One of the stars taking center stage at the Databricks’ Data + AI Summit this year was their latest data quality feature, Lakehouse Monitoring.
If you were looking for a sign or additional validation that data quality needs to be at the top of the list for data teams supporting analytical, machine learning, and AI use cases, look no further. As we’ve been saying for years: to achieve stakeholder trust, data teams need a comprehensive understanding of the health and performance of data within their systems!
Now that Lakehouse Monitoring has entered public preview, more details have emerged that can help data teams understand its value and where it fits within their data reliability stack.
In this post, we’ll introduce Lakehouse Monitoring and when it makes sense to start leveraging a data observability platform like Monte Carlo.
Table of Contents
What is Databricks Lakehouse Monitoring?
Lakehouse Monitoring is a feature available for premium tier and above Databricks users that automatically monitors data pipelines and AI models within the Databricks ecosystem.
Every monitor will automatically generate three new assets within Databricks upon its creation: a profile metrics table, a drift metrics table, and a dashboard. Dashboards display metrics on a per monitor basis. In other words, each monitor corresponds to a specific dashboard and vice versa.
These monitors are opt-in, meaning they must be set ahead of time and applied to each table to catch any data quality issues associated with that asset. Alerting is limited to email, but webhooks can be used for other communication methods.
At its core, Lakehouse Monitoring tracks data quality anomalies, machine learning drift metrics, and (optionally) PII, with a few features that assist with root cause analysis such as segmentation analysis and data lineage via Unity Catalog.
When to use Lakehouse Monitoring
Lakehouse Monitoring is ideally suited for MLOps teams monitoring the drift of AI models hosted within the Databricks platform. It can also be useful for data monitoring use cases involving smaller teams that have built data pipelines (ingestion, transformation, consumption) entirely within the Databricks platform.
Deployments will likely be focused on gold-level aggregate/feature tables where the data scientist or ML engineer desires a bit more visibility into the quality of the data feeding a specific model.
This makes sense when you think about Databricks’ medallion architecture philosophy, which takes an incremental approach to improving data quality across each data curation layer.

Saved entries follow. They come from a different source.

PR #4873, opened 2018-03-23
make the tar writer handle sharded ipfs directories

### LINKED ISSUE #4871: ipfs get doesn't work with sharded directories
It serializes files with the tar writer which doesn't currently support sharded directories.

https://github.com/ipfs/go-ipfs/blob/3cbf97bea12c5a1f6c007b094ca4df51b1747831/unixfs/archive/tar/writer.go#L83-L96

Stebalien:
Makes ipfs get work on sharded directories.

fixes #4871

### DIFF
--- a/core/commands/unixfs/ls.go
+++ b/core/commands/unixfs/ls.go
@@ -137,6 +137,10 @@ possible, please use 'ipfs ls' instead.
 			switch t {
 			case unixfspb.Data_File:
 				break
+			case unixfspb.Data_HAMTShard:
+				// We need a streaming ls API for this.
+				res.SetError(fmt.Errorf("cannot list large directories yet"), cmdkit.ErrNormal)
+				return
 			case unixfspb.Data_Directory:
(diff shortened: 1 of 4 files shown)


core/commands/unixfs/ls.go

Lakehouse Monitoring capabilities are also going to be limited to the Databricks ecosystem and oftentimes without the context of how data is ingested, transformed outside of Databricks, consumed by BI or other data stores and applications.
The data observability difference
Unlike monitoring, data observability facilitates more scalable and comprehensive data reliability workflows that reduce time to detection and resolution while unlocking opportunities for incident prevention.
Rather than taking a table by table approach within a discrete part of the stack, data observability holistically addresses how data, pipelines, products, platforms, teams, and consumers interact at the system level.
This means broad end-to-end pipeline coverage, integrations across the modern data stack, and data reliability workflows that scale. Let’s look at each in more detail.
Coverage from ingestion to consumption
Monte Carlo’s data observability philosophy is rooted in end-to-end coverage, from when data first lands to when it has been transformed into its final form and ready for consumption.
At the feature level, this translates to data freshness, volume (too many or too few rows), and schema change monitors that automatically deploy across all tables as they are created. This broad monitoring, which includes all tables upstream of active data products, provides numerous benefits such as:
- Accelerating time to detection and improves data trust;
- Increasing visibility into issues obfuscated later in the pipeline;
- Coverage for cases where queries and data usage occur in earlier layers; and
- Additional context for root cause analysis
Data observability platform users supplement this “safety net” coverage by choosing where to deploy detectors that monitor the quality of the data itself (similar to a Lakehouse Monitoring time series profile monitor) or with custom rules.
Integrations across the modern data stack
Data observability platforms integrate across the modern data stack, which is critical because data quality can be impacted by any of these infrastructure systems. In fact, data quality can be impacted across the infrastructure, code, and data levels.
Segmentation analysis, a feature found within both Lakehouse Monitoring and data observability, works at the data level. It could determine, for example, if a column’s unique values dropping 50% is strongly correlated with a large percentage of bad rows in a particular segment.
But there are a lot of other possibilities. Did a job fail? Was a dbt model modified? Was data filtered inadvertently by the changing logic of a transformation job? Is data just being duplicated upstream?
To answer these questions you need incident resolution features that work across all three levels to quickly identify the root cause. For example, Monte Carlo can also help at the code level with query insights and change detection that help fix issues introduced during the transformation process.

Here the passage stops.